第17回 戸張泰子(台東区立朝倉彫塑館 学芸員)
中原悌二郎記念旭川市彫刻美術館の山腋さんよりご紹介いただきました台東区立朝倉彫塑館 主任研究員(学芸員)の戸張です。
当館は、日本近代を代表する彫刻家 朝倉文夫(1883~1964)が、実際に制作や生活、さらに教育の場とした空間をそのまま利用した美術館です。朝倉が自ら設計し1935年に完成した建物は、国の有形文化財に登録されています。また、朝倉の芸術思想の特質である自然観を表す庭園の芸術上・観賞上の価値が評価され、敷地全体が国の名勝に指定されています。
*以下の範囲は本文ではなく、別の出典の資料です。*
PR #2072, opened 2021-05-27
Replace all Auto Equip options with one option.

qqkookie:
Replace all Auto Equip options with one Auto Equip Items option.

New Option: Auto Equip Items to replace all Auto Equip XXX flags in `Diablo.ini` config file.
Old:
```
Auto Equip Weapons=1
Auto Equip Armor=0
Auto Equip Helms=1
Auto Equip Shields=1
Auto Equip Jewelry=0
```
New:
```
Auto Equip Items=Weapon, Helm, Shield
```
Valid item names are `Weapon, Armor, Helm, Shield, Jewelry` (all singular words) in any order, case ignored.
Currently, old Auto Equip XXX flags and source code are preserved for transition, but will be removed eventually later times.

Thank you for motivation from @julealgon on discussion thread #1804.

### DIFF
--- a/Source/diablo.cpp
+++ b/Source/diablo.cpp
@@ -537,6 +537,7 @@ static void SaveOptions()
 	setIniInt("Game", "Enemy Health Bar", sgOptions.Gameplay.bEnemyHealthBar);
 	setIniInt("Game", "Auto Gold Pickup", sgOptions.Gameplay.bAutoGoldPickup);
 	setIniInt("Game", "Adria Refills Mana", sgOptions.Gameplay.bAdriaRefillsMana);
+	setIniValue("Game", "Auto Equip Items", sgOptions.Gameplay.szAutoEquipItems);
 	setIniInt("Game", "Auto Equip Weapons", sgOptions.Gameplay.bAutoEquipWeapons);
 	setIniInt("Game", "Auto Equip Armor", sgOptions.Gameplay.bAutoEquipArmor);
 	setIniInt("Game", "Auto Equip Helms", sgOptions.Gameplay.bAutoEquipHelms);
@@ -627,6 +628,12 @@ static void LoadOptions()
 	sgOptions.Gameplay.bAutoEquipHelms = getIniBool("Game", "Auto Equip Helms", false);
 	sgOptions.Gameplay.bAutoEquipShields = getIniBool("Game", "Auto Equip Shields", false);
 	sgOptions.Gameplay.bAutoEquipJewelry = getIniBool("Game", "Auto Equip Jewelry", false);
+	getIniValue("Game", "Auto Equip Items", sgOptions.Gameplay.szAutoEquipItems, 99, "Weapon");
+	sgOptions.Gameplay.bAutoEquipWeapons |= IniFound(sgOptions.Gameplay.szAutoEquipItems, "Weapon");
+	sgOptions.Gameplay.bAutoEquipArmor |= IniFound(sgOptions.Gameplay.szAutoEquipItems, "Armor");
+	sgOptions.Gameplay.bAutoEquipHelms |= IniFound(sgOptions.Gameplay.szAutoEquipItems, "Helm");
+	sgOptions.Gameplay.bAutoEquipShields |= IniFound(sgOptions.Gameplay.szAutoEquipItems, "Shield");
+	sgOptions.Gameplay.bAutoEquipJewelry |= IniFound(sgOptions.Gameplay.szAutoEquipItems, "Jewelry");
 	sgOptions.Gameplay.bRandomizeQuests = getIniBool("Game", "Randomize Quests", true);
 	sgOptions.Gameplay.bShowMonsterType = getIniBool("Game", "Show Monster Type", false);
 	sgOptions.Gameplay.bDisableCripplingShrines = getIniBool("Game", "Disable Crippling Shrines", false);
--- a/Source/inv.cpp
+++ b/Source/inv.cpp
@@ -591,6 +591,14 @@ bool AutoEquip(int playerNumber, const ItemStruct &item, bool persistItem)
  */
 bool AutoEquipEnabled(const PlayerStruct &player, const ItemStruct &item)
 {
+	/*
+	// Use this when Gameplay.bAutoEquipXXX flags are removed.
+	return ((item.isWeapon() && player._pClass != HeroClass::Monk && IniFound(sgOptions.Gameplay.szAutoEquipItems, "Weapon"))
+		|| (item.isArmor() && IniFound(sgOptions.Gameplay.szAutoEquipItems, "Armor"))
+		|| (item.isHelm() && IniFound(sgOptions.Gameplay.szAutoEquipItems, "Helm"))
+		|| (item.isShield() && IniFound(sgOptions.Gameplay.szAutoEquipItems, "Shield"))
+		|| (item.isJewelry() && IniFound(sgOptions.Gameplay.szAutoEquipItems, "Jewelry")));
+	*/
 	if (item.isWeapon()) {
 		// Monk can use unarmed attack as an encouraged option, thus we do not automatically equip weapons on him so as to not
 		// annoy players who prefer that playstyle.
--- a/Source/options.h
+++ b/Source/options.h
@@ -92,6 +92,8 @@ struct GameplayOptions {
 	bool bAutoGoldPickup;
 	/** @brief Recover mana when talking to Adria. */
 	bool bAdriaRefillsMana;
+	/** @brief Automatically attempt to equip items when picking them up. */
+	char szAutoEquipItems[100];
 	/** @brief Automatically attempt to equip weapon-type items when picking them up. */
 	bool bAutoEquipWeapons;
 	/** @brief Automatically attempt to equip armor-type items when picking them up. */
--- a/Source/storm/storm.cpp
+++ b/Source/storm/storm.cpp
@@ -243,8 +243,8 @@ const char *strcasestr(const char *haystack, const char *needle)
 			return NULL;
 
 		for (pp = needle + 1, qq = look + 1; tolower(*pp) == tolower(*qq); pp++, qq++) {
-		    if (!*pp)	// match found!
-			return (look);
+			if (!*pp)	// match found!
+				return (look);
 		}
 	}
 	return NULL;
--- a/Source/storm/storm.cpp
+++ b/Source/storm/storm.cpp
@@ -216,13 +216,14 @@ void setIniFloat(const char *keyname, const char *valuename, float value)
 }
 
 /**
- * @brief Find item in comma-sparated list
+ * @brief Check item exists in comma-sparated list
  */
 bool IniFound(const char *list, const char *item)
 {
 	const char *look = strcasestr(list, item);
 	if (!look)
 		return false;
+
 	look += strlen(item);
 	while (*look == ' ')
 		look++;
@@ -235,19 +236,20 @@ bool IniFound(const char *list, const char *item)
 const char *strcasestr(const char *haystack, const char *needle)
 {
 	const char *look, *pp, *qq;
+	assert(haystack && needle);
 
 	for (look = haystack; *look; look++) {
 		while (*look && (tolower(*look) != tolower(*needle)))
 			look++;
 		if (!*look)
-			return NULL;
+			return nullptr;
 
-		for (pp = needle + 1, qq = look + 1; tolower(*pp) == tolower(*qq); pp++, qq++) {
+		for (pp = needle+1, qq = look+1; tolower(*pp) == tolower(*qq); pp++, qq++) {
 			if (!*pp)	// match found!
 				return (look);
 		}
 	}
-	return NULL;
+	return nullptr;
 }
 
 DWORD SErrGetLastError()
--- a/Source/storm/storm.cpp
+++ b/Source/storm/storm.cpp
@@ -215,6 +215,41 @@ void setIniFloat(const char *keyname, const char *valuename, float value)
 	getIni().SetDoubleValue(keyname, valuename, value);
 }
 
+/**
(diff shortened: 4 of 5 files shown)


Source/inv.cpp
```diff
@@ -591,6 +591,14 @@ bool AutoEquip(int playerNumber, const ItemStruct &item, bool persistItem)
  */
 bool AutoEquipEnabled(const PlayerStruct &player, const ItemStruct &item)
 {
+	/*
+	// Use this when Gameplay.bAutoEquipXXX flags are removed.
```
glebm, line 595: Please remove commented code. I also do not think the flags should be removed.

Source/diablo.cpp
```diff
@@ -627,6 +628,12 @@ static void LoadOptions()
 	sgOptions.Gameplay.bAutoEquipHelms = getIniBool("Game", "Auto Equip Helms", false);
 	sgOptions.Gameplay.bAutoEquipShields = getIniBool("Game", "Auto Equip Shields", false);
 	sgOptions.Gameplay.bAutoEquipJewelry = getIniBool("Game", "Auto Equip Jewelry", false);
+	getIniValue("Game", "Auto Equip Items", sgOptions.Gameplay.szAutoEquipItems, 99, "Weapon");
+	sgOptions.Gameplay.bAutoEquipWeapons |= IniFound(sgOptions.Gameplay.szAutoEquipItems, "Weapon");
```
glebm, line 632: Perhaps there should be an `All` shorthand as well?

Source/options.h
```diff
@@ -92,6 +92,8 @@ struct GameplayOptions {
 	bool bAutoGoldPickup;
 	/** @brief Recover mana when talking to Adria. */
 	bool bAdriaRefillsMana;
+	/** @brief Automatically attempt to equip items when picking them up. */
+	char szAutoEquipItems[100];
```
glebm, line 96: `std::string`?

Source/storm/storm.cpp
```diff
@@ -215,6 +215,41 @@ void setIniFloat(const char *keyname, const char *valuename, float value)
 	getIni().SetDoubleValue(keyname, valuename, value);
 }
 
+/**
+ * @brief Check item exists in comma-sparated list
```
glebm, line 219:
```suggestion
 * @brief Check item exists in comma-separated list
```

Source/storm/storm.cpp
```diff
@@ -215,6 +215,41 @@ void setIniFloat(const char *keyname, const char *valuename, float value)
 	getIni().SetDoubleValue(keyname, valuename, value);
 }
 
+/**
+ * @brief Check item exists in comma-sparated list
+ */
+bool IniFound(const char *list, const char *item)
```
glebm, line 221: 1. There is no need for this to be case-insensitive.
2. Instead of calling `IniFound` for every item, it'd be better to loop over the comma-separated items once.

Source/storm/storm.h
```diff
@@ -265,6 +265,9 @@ int getIniInt(const char *keyname, const char *valuename, int defaultValue);
 void setIniInt(const char *keyname, const char *valuename, int value);
 void setIniFloat(const char *keyname, const char *valuename, float value);
 
+bool IniFound(const char *list, const char *item);
```
glebm, line 268: There is no need for these to be public.

glebm (changes requested):

glebm:
You can cherry-pick this commit for string splitting (and add whitespace skipping): https://github.com/glebm/devilutionX/commit/e97944c773f6dc92dc7643800ec8f17d6cd8dc27

Source/diablo.cpp
qqkookie: Yes, `x |= y` is shorthand of  `x = x | y`.

Source/options.h
qqkookie: I tried initially, but  get/setIniValue() prefers char []. And most other stings in options structures use char [], not std::string.

Source/inv.cpp
qqkookie: The very purpose of this change is to remove these flags from `Diablo.ini` and `struct GamePlayOption` eventually.

Source/storm/storm.h
qqkookie: Hmmm.. if it is not public, inv.cpp, diablo.cpp will get undefined function error.

Source/storm/storm.cpp
qqkookie: Got it.

Source/storm/storm.cpp
qqkookie: Case-intensively is not must but it helps. 
For long list like spell names, looping is must. But five items are not worth it.

AJenbo:
Two downsides to this are:
- This changes the ini compared to what was in 1.2 so will be a surprise to anyone that had already set it and upgraded.
- Typing out the names of the options is a lot harder and not very easy to figure out just looking at the default ini. I for one probably couldn't even spell the options correctly.

If this change should happen the in-game options menu should at the very least come first.

Source/inv.cpp
qndel: the very purpose of git is not having to leave commented code

Source/diablo.cpp
```diff
@@ -537,6 +537,7 @@ static void SaveOptions()
 	setIniInt("Game", "Enemy Health Bar", sgOptions.Gameplay.bEnemyHealthBar);
 	setIniInt("Game", "Auto Gold Pickup", sgOptions.Gameplay.bAutoGoldPickup);
 	setIniInt("Game", "Adria Refills Mana", sgOptions.Gameplay.bAdriaRefillsMana);
+	setIniValue("Game", "Auto Equip Items", sgOptions.Gameplay.szAutoEquipItems);
```
julealgon, line 540: I really, _really_ dislike the fact we are using strings here. 

I think it is a bad idea to do this from an architecture standpoint, even if it makes the ini simpler. I think without proper, decent support for enum flags (or bitsets) to be mapped directly, this is not worth the trouble: it will simplify the ini, but make the code vastly worse.

Source/diablo.cpp
julealgon, line 632: I also really don't like the fact that we have "one setting in the model used to set another setting in it". This seems like a design smell. The setting should be a single value (flags enum or bitset).

Source/storm/storm.cpp
julealgon, line 221: `IniFound` is not a good function name IMHO. If the intention is to have something that checks whether or not something is in the ini file, I'd suggest `IsInIni` or `ExistsInIni` or even `ExistsInConfiguration` (abstract the fact we use "ini" and not something else).

EDIT: Looking at the implementation, I see _zero_  mentions of INI or even configuration for that matter. This seems to be a general-purpose "search on a list"-type of method. In that case, the function name is even worse here, introducing unnecessary coupling to the config system where there is none.

Source/storm/storm.cpp
```diff
@@ -215,6 +215,41 @@ void setIniFloat(const char *keyname, const char *valuename, float value)
 	getIni().SetDoubleValue(keyname, valuename, value);
 }
 
+/**
+ * @brief Check item exists in comma-sparated list
+ */
+bool IniFound(const char *list, const char *item)
+{
+	const char *look = strcasestr(list, item);
```
julealgon, line 223: What does `look` mean?

Source/storm/storm.cpp
```diff
@@ -215,6 +215,41 @@ void setIniFloat(const char *keyname, const char *valuename, float value)
...
+	look += strlen(item);
+	while (*look == ' ')
+		look++;
+	return (bool) strchr(",;:", *look); // delimters including '\0'
+}
+
+/**
+ * @brief Find needle pattern in haystack, ignoring case
+ */
+const char *strcasestr(const char *haystack, const char *needle)
```
julealgon, line 236: Why is this all lower case?

julealgon, line 236: Not a fan of the "let's use there informal phrases/expressions in code" thing. Please rename the arguments to something  more appropriate.

julealgon, line 236: Can't we use `string`s for new code?

Source/storm/storm.cpp
```diff
@@ -215,6 +215,41 @@ void setIniFloat(const char *keyname, const char *valuename, float value)
...
+{
+	const char *look, *pp, *qq;
+	assert(haystack && needle);
+
+	for ( look = haystack; *look; look++ ) {
```
julealgon, line 241: Format your code. There should be no space between the `(` and the members inside the `for`.

Source/storm/storm.cpp
```diff
@@ -215,6 +215,41 @@ void setIniFloat(const char *keyname, const char *valuename, float value)
...
+		if (tolower(*look) == tolower(*needle)) {
+			pp = needle + 1; qq = look + 1;
+			while (*pp && (tolower(*pp) == tolower(*qq)))
+				pp++, qq++;
+			if (!*pp)
+				return look;	// match found!
+		}
```
julealgon, line 248: I cannot believe there is no such method already in stdlib. Is there really not?

Source/storm/storm.cpp
```diff
@@ -215,6 +215,41 @@ void setIniFloat(const char *keyname, const char *valuename, float value)
...
+	const char *look, *pp, *qq;
+	assert(haystack && needle);
+
+	for ( look = haystack; *look; look++ ) {
+		if (tolower(*look) == tolower(*needle)) {
+			pp = needle + 1; qq = look + 1;
+			while (*pp && (tolower(*pp) == tolower(*qq)))
+				pp++, qq++;
+			if (!*pp)
+				return look;	// match found!
```
julealgon, line 247: Prefer adding comments on top of the affected line, not to the side. Goes for other occurrences as well.

Source/storm/storm.cpp
```diff
@@ -215,6 +215,41 @@ void setIniFloat(const char *keyname, const char *valuename, float value)
...
+ * @brief Find needle pattern in haystack, ignoring case
+ */
+const char *strcasestr(const char *haystack, const char *needle)
+{
+	const char *look, *pp, *qq;
+	assert(haystack && needle);
+
+	for ( look = haystack; *look; look++ ) {
+		if (tolower(*look) == tolower(*needle)) {
+			pp = needle + 1; qq = look + 1;
```
julealgon, line 243: Please don't do these "multiple statements per line" non-standard thing.

Source/storm/storm.cpp
```diff
@@ -215,6 +215,41 @@ void setIniFloat(const char *keyname, const char *valuename, float value)
...
+		look++;
+	return (bool) strchr(",;:", *look); // delimters including '\0'
+}
+
+/**
+ * @brief Find needle pattern in haystack, ignoring case
+ */
+const char *strcasestr(const char *haystack, const char *needle)
+{
+	const char *look, *pp, *qq;
```
julealgon, line 238: What is `pp` and `qq`? Can we please name these variables better?

Source/storm/storm.cpp
```diff
@@ -215,6 +215,41 @@ void setIniFloat(const char *keyname, const char *valuename, float value)
...
+	assert(haystack && needle);
+
+	for ( look = haystack; *look; look++ ) {
+		if (tolower(*look) == tolower(*needle)) {
+			pp = needle + 1; qq = look + 1;
+			while (*pp && (tolower(*pp) == tolower(*qq)))
```
julealgon, line 244: We already have a `tolower(x) == tolower(y)` check above. Can we do this in a way where we don't have to repeat the same check twice?

Source/storm/storm.cpp
```diff
@@ -215,6 +215,41 @@ void setIniFloat(const char *keyname, const char *valuename, float value)
...
+				pp++, qq++;
+			if (!*pp)
```
julealgon, line 246: I think we have agreed to not rely on C's "everything is a bool" thing and do explicit checks.

Source/storm/storm.h
```diff
@@ -265,6 +265,9 @@ int getIniInt(const char *keyname, const char *valuename, int defaultValue);
 void setIniInt(const char *keyname, const char *valuename, int value);
 void setIniFloat(const char *keyname, const char *valuename, float value);
 
+bool IniFound(const char *list, const char *item);
+const char *strcasestr(const char *haystack, const char *needle);
```
julealgon, line 269: Why are these methods part of `storm.h`?

julealgon (changes requested):
While I obviously agree that it would be better to be able to define the values in a unified way, using a single property with enum-flags-like behavior, the way this is achieved here just introduces a mess and too many hardcodes for it to be useful.

Until we have a decent enum-flags approach that is general purpose, and doesn't require hardcoding values, and all these custom string functions, I'm 100% against touching this.

Without config validation, this will just make it harder to reason about the changes, as users will not be able to tell what values are possible and won't get any feedback when wrong values are passed in.

AJenbo:
@julealgon since you seam to fundamentally not agree with this change I would suggest that it isn't helping much to nit pick it for code style issue. Maybe just a general comment regarding checking the project code style before submitting another rewrite. Making a large amount (5+) of comments can often feel overwhelming, especially to people that are new to contributing to the project.

AJenbo:
@qqkookie you can find our code style guide here: https://github.com/diasurgical/devilutionX/wiki/Code-Style

Not everything is defined in it and not all code comply with it but we are actively working to improve that. There is also a cang-tidy definition, but we are currently in the process of applying this so the code base so it's currently not advisable to run this tool automatically.

Source/storm/storm.cpp
qndel: because copy/pasted from the internet :p

Source/storm/storm.cpp
qndel: also putting a needle next to pp makes me uncomfortable

PR #2073, opened 2021-05-27
Using Point for Control functions

kalebealvs:
Honestly, I'm not good with naming schemes. I tried to get the sense from the previous code coordinates naming and some of the contexts, but I might have understood something wrong, so if you have any suggestions, I'm all "ears¨.

### DIFF
--- a/Source/control.cpp
+++ b/Source/control.cpp
@@ -226,14 +226,13 @@ spell_id SpellPages[6][7] = {
 /**
  * Draw spell cell onto the given buffer.
  * @param out Output buffer
- * @param xp Buffer coordinate
- * @param yp Buffer coordinate
+ * @param position Buffer coordinates
  * @param cel The CEL sprite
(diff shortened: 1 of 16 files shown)


Source/control.cpp
```diff
@@ -538,10 +543,10 @@ void ClearPanel()
 	pinfoflag = false;
 }
 
-void DrawPanelBox(const CelOutputBuffer &out, int x, int y, int w, int h, int sx, int sy)
+void DrawPanelBox(const CelOutputBuffer &out, Point sourcePosition, int w, int h, Point targetPosition)
```
AJenbo, line 546: We might want to use a SDL_rect here since it has width and height also.
I think `CelOutputBuffer` even understands SDL_rect.

AJenbo (approved):

Source/control.cpp
kalebealvs: It understands Point but no SDL_Rect.

PR #2074, opened 2021-05-28
use upstream devkitPro cmake machinery

WinterMute:
We finally expended a fair bit of sweat, blood, tears and swearing at inanimate objects and produced our own cmake machinery then used it to build switch devilutionx. This is the result. What we've gone for is an approach where running the appropriate <triplet>-cmake does the right thing rather than just providing a toolchain file. In the case of switch that will be /opt/devkitpro/portlibs/switch/bin/aarch64-none-elf-cmake which you can see in the .circleci changes. The packages we've added for this can be seen at https://github.com/devkitPro/pacman-packages/tree/master/cmake

There are still some issues that should probably be figured out. The current cmake setup appears to somehow set NONET ON for switch but I only seem to be able to get that to work when defined externally. Can someone explain why this might be?

[This section of the patch](https://github.com/diasurgical/devilutionX/compare/master...WinterMute:devkitPro-cmake?expand=1#diff-1e7de1ae2d059d21e1dd75d5812d5a34b0222cef273b7c3a2af62eb747f9d20aR836-R843) should actually be completely unnecessary and is in fact something that could potentially cause future issues. This should really be covered by [FindSDL2_ttf.cmake](https://github.com/diasurgical/devilutionX/blob/master/CMake/FindSDL2_ttf.cmake) which uses pkg-config but then discards the information obtained that way & uses a subset to find just libSDL2_ttf.a. I'm still not familiar enough with cmake to fix that myself unfortunately but doing so should theoretically help with the other platforms where libraries are being added manually and workarounds are being used to compensate for not just using pkg-config when available.


glebm:
Great! Looking at https://github.com/devkitPro/pacman-packages/blob/master/cmake/devkita64/devkitA64.cmake, it should do this for pkg-config to work:

```cmake
set(PKG_CONFIG_EXECUTABLE ${TOOL_PREFIX}pkg-config)
```

CMakeLists.txt
```diff
@@ -29,6 +29,14 @@ option(RUN_TESTS "Build and run tests" OFF)
 option(ENABLE_CODECOVERAGE "Instrument code for code coverage (only enabled with RUN_TESTS)" OFF)
 option(USE_GETTEXT "Build translation files using gettext" OFF)
 
+if(NINTENDO_SWITCH)
```
glebm, line 32: This should be in the same place where it previously was (just before `if(VITA)`)

WinterMute:
> Great! Looking at https://github.com/devkitPro/pacman-packages/blob/master/cmake/devkita64/devkitA64.cmake, it should do this for pkg-config to work:
> 
> ```cmake
> set(PKG_CONFIG_EXECUTABLE ${TOOL_PREFIX}pkg-config)
> ```

That's done here https://github.com/devkitPro/pacman-packages/blob/master/cmake/switch/Switch.cmake#L21-L25. devkitA64.cmake is a common base for bare-metal aarch64 platforms, not a final toolchain file.

glebm:
Ah, I see! That duplicates some of CMake's `FindPkgConfig` functionality, which also checks for the binary's existence and issues a warning. Instead of using `find_program` and issuing a warning there, it should just set the path. That's a minor nit anyway.

CMakeLists.txt
WinterMute: This was part of my fiddling to try and get this to work identically to the current setup which sets NONET ON [here](https://github.com/diasurgical/devilutionX/blob/master/CMake/switch/switch_defs.cmake#L1) and not externally as I've had to do with this. I guess it's because the current setup includes this file via the toolchain file and my changes mean it's included via CMakeLists.txt?

glebm:
>  CMake/switch/switch_defs.cmake → switch_defs.cmake 

Why was this moved to top-level? All CMake stuff should be in `CMake/`.

CMakeLists.txt
glebm: I don't think the current setup includes it via the toolchain file!

glebm: I think the issue may have been introduced in the commit that added the `DISABLE_TCP` option.

glebm: Hmm, nevermind that, the `DISABLE_TCP` stuff looks OK.

Anyway, please move this block where it was before and we can investigate the NONET stuff separately after merging this.

glebm (approved):

glebm:
Thanks for adding official upstream support for CMake and cleaning this up here!

CMakeLists.txt
AJenbo: preferably we would just get libsodium/zt compiling on devkitpro and then not have to disable network :)

PR #2076, opened 2021-05-28
♻️ Split getTextColor(bool) into 2 functions

glebm:
This is a bit more readable than using a bool argument.

### DIFF
--- a/Source/control.cpp
+++ b/Source/control.cpp
@@ -1156,7 +1156,7 @@ void DrawInfoBox(const CelOutputBuffer &out)
 				strcpy(infostr, myPlayer.HoldItem._iIName);
 			else
 				strcpy(infostr, myPlayer.HoldItem._iName);
-			infoclr = myPlayer.HoldItem.getTextColor(true);
+			infoclr = myPlayer.HoldItem.getTextColor();
 		}
 	} else {
 		if (pcursitem != -1)
--- a/Source/inv.cpp
+++ b/Source/inv.cpp
@@ -2001,7 +2001,7 @@ char CheckInvHLight()
 		int nGold = pi->_ivalue;
 		strcpy(infostr, fmt::format(ngettext("{:d} gold piece", "{:d} gold pieces", nGold), nGold).c_str());
 	} else {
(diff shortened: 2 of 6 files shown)


AJenbo (approved):

julealgon:
> This is a bit more readable than using a bool argument.

I disagree. Your version makes the code more misleading. People calling `getTextColor` might wonder why it is not returning the proper color for when the item cannot be equiped.

Decentralizing the behavior (by splitting it) is a bad idea IMHO.

AJenbo:
Boolean parameters are almost by definition violating SRP. It also often makes the code harder to read. Consider this:
```cpp
if (hovering) {
   color = item.getColor(true);
}
```
What even does the boolean do? You could easily think it was for getting a highlight color since the code surrounding it dealing with a hover state?

julealgon:
> Boolean parameters are almost by definition violating SRP.

I agree with that part, but I think the change in this particular case transfers too much responsibility to the caller: responsibility that should be inside the abstraction, not outside. Perhaps the solution was to get rid of the exposed condition in the first place and do it in a different way?

This is why I mentioned earlier that the current abstraction is bad. Instead of having a method that returns the color, we should think about a way that encapsulates the whole behavior of writing the item and have this logic as a detail of that.

Either the item itself should have some sort of "writeTo()" method (not perfect, but better than current state), or we should delegate the printing behavior to a separate class that handles how items are displayed, and these color decisions would be hidden from callers in there.

> It also often makes the code harder to read. Consider this:

Yeah, I know boolean arguments are bad and our current version of C++ doesn't allow for named arguments. Usually, either you name the argument explicitly, or the IDE does it, or you create a variable to provide meaning to the boolean value and use that.

TL;DR, I think this solves the problem in a poor way that actually introduces other downsides.

AJenbo:
> Either the item itself should have some sort of "writeTo()".

 I think that would be even worse.

> we should delegate the printing behavior to a separate class that handles how items are displayed, and these color decisions would be hidden from callers in there.

Yeah, basically `UI.infobox.display(item);`

PR #3160, opened 2021-10-18
Gamepad inventory improvements

AJenbo:
- You can now bout use the mouse/virtual mouse/touch to navigate and the gamepad navigation will pick up from the new position instead of resetting to the previous position.

- Remove wrapping from body slots when holding a weapon/shield/ring (it's only ever one move any way, so nothing was made easier by it)

- When not relevant the cursor is no longer shown when using a touch screen


AJenbo:
> The last-minute edits on #3155 introduced an error

Oh thanks, this was the last issue I needed to fix, I had narrowed it down to that function before passing out last night, so this was really helpful to wake up to :D

PR #3170, opened 2021-10-19
Startup game (diablo or hellfire) can be selected ingame.

obligaron:
With #2748 in most cases you start with hellfire. So often we got questions how to start diablo, and we pointed them to command line parameters.
With this change you can select this ingame.

https://user-images.githubusercontent.com/25415264/137993132-b5bd33ae-f00f-445b-99f4-ac3554b0cec8.mp4

</details>

Notes:

- Selection is only shown if `hellfire.mpq` is present and `--diablo` is not specified. Cause no hellfire no choice. 😉 
- Option is saved in `diablo.ini` (under `[Hellfire] StartUpGameOption`).
- Your selection is remember. For example: If you last selection was `Diablo` the selection will be the default, so only one enter to press to continue. 😉
- If you select a `always` option, you can only change the option in the ini (until #1561 is implemented).


NiteKat:
A settings page in the main menu would be awesome for almost anything that can be toggled via the INI file.

obligaron:
@AJenbo 
I updated the PR and adjusted the logic to your requests.

Here is a sample video:

https://user-images.githubusercontent.com/25415264/138183808-b4b752cf-8845-44de-84b3-59e7edb2bfdf.mp4

Note:
With this changes, we could encounter more problems.
Cause previous we only changed the game shortly after `forceDiablo` and `forceSpawn` was executed.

当館の最も大きな特徴は、彫刻はもちろんのこと、建築や庭園といったものが一体となり、朝倉の芸術観を体現しているところにあります。本来、不可視的な芸術家の思想や世界観を雄弁に物語る稀有な空間といえます。是非とも当館に一歩足を踏み入れ、壮大かつ静謐な非日常の空間で、芸術家の確かな息吹を感じていただきたいと思います。
台東区立朝倉彫塑館 書斎
私のおすすめミュージアム
原爆の図丸木美術館
私がおすすめするのは原爆の図丸木美術館(以下丸木美術館)です。
原爆投下直後の広島の惨状から目を逸らすことなく、その様を作品に残した丸木位里・俊夫妻。丸木美術館は、ふたりの作品を中心に展示活動を行い、そのメッセージを発信し続けています。
美術館めぐりが好きな方は、アートに癒されることも多いと思いますが、一方で、思いもよらぬ示唆や刺激を受け、新たな気付きを得ることもあるかと思います。丸木美術館をおすすめする理由は、実際に作品に対峙したときに、そうした気付きを得られるところにあります。見る者の心を鷲掴みにし、揺さぶり続けてくるような作品にはそうそう出会えるものではありません。作品に接し、心の内に響くものとじっくり向き合う…丸木美術館はそうした機会を与えてくれる場です。
求めるのならば、いつでも気付きを与えてくれる作品がそこにあります。熱を帯びた作品が、静かに来館者の訪問を待っています。